Opportunities and positives on the security industry. As a member of ClubCISO, according to the latest Information Security Maturity Report, 88% of security executives said their existing security infrastructure has held up well during the pandemic which is very positive in the event of a global cyberattack which would have similar characteristics of the COVID-19 pandemic.
Despite the array of extraordinary challenges CISOs have dealt with during the pandemic, there are several positive impacts to the security and cyber industry such as elevating awareness of security and how cyber impacts many aspects of a business; security issues and the consequent spending on addressing those issues; improving the defending of systems from attacks; dealing with cyber incidents; and the shift to remote working had improved work-life balance.
Another key positive is the increases in innovation and development. COVID-19 continues to be a major market disruptor that has led to unprecedented levels of innovation. Due to the lockdown, many companies have had to undergo rapid digitalisation and reinvent themselves with a new ‘business as unusual’ strategy. Some companies are using this wave of innovation to reimagine their business model; change or grow their market by taking technologies or services to market in record time, with accelerated product development times encouraged by new working practices and processes.
A new era for cybersecurity. The pandemic has ushered in a new era of cybersecurity. IT security professionals who raise their game and protect their companies’ people, technology and data from new or heightened risks of more sophisticated cybercriminals will be crucial players in the economic turnaround.

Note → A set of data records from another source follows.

PR #721, opened 2024-11-23
fix: offset_encoding is required now in `make_position_params`

rockyzhang24:
Adapt to the upstream change https://github.com/neovim/neovim/commit/629483e24eed3f2c07e55e0540c553361e0345a2 to get rid of the warning message "warning: offset_encoding is required, using the offset_encoding from the first client".

Since the commit https://github.com/neovim/neovim/commit/2dcbfe78fcec5f73ce061bb24b718187b9c6b134, `params` in `buf_request` can accept a function that takes the client as a parameter. So instead of sending the same params to all servers, the params with correct offset_encoding will send to each single server.

### DIFF
--- a/lua/nvim-treesitter/textobjects/lsp_interop.lua
+++ b/lua/nvim-treesitter/textobjects/lsp_interop.lua
@@ -111,7 +111,11 @@ function M.peek_definition_code(query_string, query_group, lsp_request, context)
   if vim.tbl_contains(vim.api.nvim_list_wins(), floating_win) then
     vim.api.nvim_set_current_win(floating_win)
   else
-    local params = vim.lsp.util.make_position_params()
+    local win_id = vim.api.nvim_get_current_win()
+    local params = vim.fn.has "nvim-0.11" == 0 and vim.lsp.util.make_position_params()
+      or function(client)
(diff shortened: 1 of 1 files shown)


clason:
That is an LSP change; why should this affect a treesitter plugin?

rockyzhang24:
@clason Sorry to ping you but I got an email saying I have a comment from you "That is an LSP change; why should this affect a treesitter plugin?" But, I didn't see this comment here. 

To answer it: Now `offset_encoding` is now required for `make_position_params` after that commit; otherwise a warning is shown. Thank you.

rockyzhang24:
Btw, this change needs Noevim nightly, do I need to handle the backward compatibility?

rockyzhang24:
I formatted the code conforming to stylua. Now I think it's ready to be previewed and merged. Thank you very much.

rockyzhang24:
I just realized that the `has` function for checking version numbers returns `0` or `1` instead of a boolean. I’ve fixed it, and everything should be fine now.

JeanMertz:
Any chance of this getting merged? 🙏

kiyoon:
Thank you!

PR #723, opened 2024-12-08
feat(ocaml): Add OCaml queries

beajeanm:
I'm a treesitter queries newbie, so I'd appreciate the feedback on these queries.

This is an example of syntactically correct ocaml I used to test them:

```ocaml
let example_function param1 param2 = param1 + param2

class example_object =
  object (self)
    method do_stuff x = raise Not_found
  end

(* This is a comment. *)

let some_loops () =
  for variable = start_value to end_value do
    expression
  done;
  while boolean - condition do
    expression
  done

let conditionals () =
  let if_condition = if a then b else c in
  let match_cases = match a with b -> 1 | c -> 2 in
  let function_expression = function b -> 1 | c -> 2 in
  ()

let test_call =
  (* A function call, followed by 3 arguments. *)
  String.fold (fun a b -> a) 0 xs

let some_blocks =
  let begin_block = begin
    let inner_block = a in
    b
    end
  in
  let paren_block =
    (
      let inner_block = a in
      b
    )
  in c

```

### DIFF
--- a/queries/ocaml/textobjects.scm
+++ b/queries/ocaml/textobjects.scm
@@ -1,0 +1,57 @@
+(value_definition
+  (let_binding
+    body: (_) @function.inner)) @function.outer
+
+(method_definition
+  body: (_) @function.inner) @function.outer
+
+(class_definition
+  (class_binding
+    body: (_) @class.inner)) @class.outer
+
+(for_expression
+  (do_clause
+    (_) @loop.inner)) @loop.outer
+
+(while_expression
+  (do_clause
+    (_) @loop.inner)) @loop.outer
+
+(if_expression
+  condition: (_)
+  (then_clause
+    (_) @conditional.inner)
+  (else_clause
+    (_) @conditional.inner)) @conditional.outer
+
+(if_expression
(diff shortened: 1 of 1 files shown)


rbjorklin:
Hey @beajeanm! I just stumbled over this plugin and now I'm curious if you have been using this with OCaml? If you are would you mind updating the README in the PR to show which built-in textobjects you have implemented?

beajeanm:
> Hey @beajeanm! I just stumbled over this plugin and now I'm curious if you have been using this with OCaml? If you are would you mind updating the README in the PR to show which built-in textobjects you have implemented?

Hey, yes, I'm using this in my fork of the plugin. It work fine for the way I write my OCaml 😄 .
I'll try to update the README in the next couple of days.

kiyoon:
The README is generated automatically, no need to change it!

And I had no time to test it but if you say it's been working for months, I'd accept it.

rbjorklin:
For what it's worth I ended up trying your fork after posting and it has worked well with my rudimentary usage as well.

This pandemic has given the CISO role and security industry an opportunity to redefine its role and value proposition. Security technology is no longer seen as devices that are solely used to keep people and property safe, but it is finally becoming a strategic tool to help improve business operations. AI-based security solutions and cameras are now able to go beyond security to capture valuable marketing and sales transaction data, analysing customer patterns and behaviour. By leveraging business and operational intelligence data that can pay for itself and directly affect the profitability of the organisation, the security industry is on the cusp of morphing from a tactical application to a truly strategic enterprise-shaping role.
Conclusion. The pandemic bestowed unprecedented challenges CISOs to the security industry. It also presented a wealth of new opportunities for the CISO role and security industry. Both trends are likely to continue as there remains a lot of speculation about what happens after the pandemic, as the pandemic takes from the security market with one hand while giving back with the other. Fortunately, the security industry continues to be in better shape than many others as the pandemic continues to evolve and play out.